PR #465, opened 2021-07-08
Global Configuration

### LINKED ISSUE #399: Settings as context managers
# Current State and Problem
No package wide settings exist leading to local definitions and switches of variables such as `jitter`, `damping`, etc.

## Use Cases
see below for some examples

# To Do
- [ ] Create a `probnum.settings` module which collects context managers that let you set settings for a code segment.
- [ ] Write a context manager class for settings (see for example [`gpytorch.settings`](https://docs.gpytorch.ai/en/v1.1.1/settings.html))
- [ ] Settings for specific modules should be under `probnum.settings.linalg` or `probnum.settings.filters`

```python
from probnum import settings

with settngs.fast_computations():
     probsolve_ivp(...)
```

Don't start with overly general settings! Only implement what you actually use (in more than one place)

marvinpfoertner:
# In a Nutshell
This PR introduces a global configuration manager.

# Detailed Description
- the global configuration manager is a context-manager

# Related Issues
Closes #399.


schmidtjonathan:
I integrated the documentation of the configuration options in the API reference. This would then look sth. like this:

image

schmidtjonathan:
@JonathanWenger , @pnkraemer , and @mmahsereci , I requested all of you as reviewers, since this is something that impacts everyone who works with `probnum` and should be designed such that everyone is happy, imo. :)

docs/source/api.rst
```diff
@@ -47,3 +49,4 @@ API Reference
     api/randvars
     api/statespace
     api/utils
+    api/config
```
pnkraemer, line 52: just out of curiousity, nothing : why prefer `config` over `settings` as a name? :)

src/probnum/_config.py
```diff
@@ -0,0 +1,83 @@
+import contextlib
+from typing import Any
+
+
+class Configuration:
+    """
+    Configuration over which some mechanics of probnum can be controlled dynamically.
+
+    ``probnum`` provides some configurations together with default values. These
```
pnkraemer, line 9: Super minor: I think "ProbNum" instead of "probnum" is more consistent with the rest of the package here (http://www.probabilistic-numerics.org/en/latest/development/styleguide.html)

src/probnum/_config.py
```diff
@@ -0,0 +1,83 @@
...
+    are listed in the tables below.
+    Additionally, the user can register own configuration entries via the method
+    :meth:`register`. Configuration entries can only be registered once and can only
```
pnkraemer, line 12: How public do we want to make this functionality?

pnkraemer: As in, it obviously exists, but should it appear in the docs like this?

src/probnum/randvars/_config.py
```diff
@@ -0,0 +1,10 @@
+from probnum import config
+
+
+def _register_default_config():
+    _defaults = [
+        ("covariance_inversion_damping", 1e-12),
+    ]
+
+    for k, v in _defaults:
+        config.register(k, v)
```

=-=-=

**Your assignment:**
Go through the records from the first line and copy each one exactly, ending after the line that contains "- [ ] Create". Give nothing else.

**Output below:**
PR #465, opened 2021-07-08
Global Configuration

### LINKED ISSUE #399: Settings as context managers
# Current State and Problem
No package wide settings exist leading to local definitions and switches of variables such as `jitter`, `damping`, etc.

## Use Cases
see below for some examples

# To Do
- [ ] Create a `probnum.settings` module which collects context managers that let you set settings for a code segment.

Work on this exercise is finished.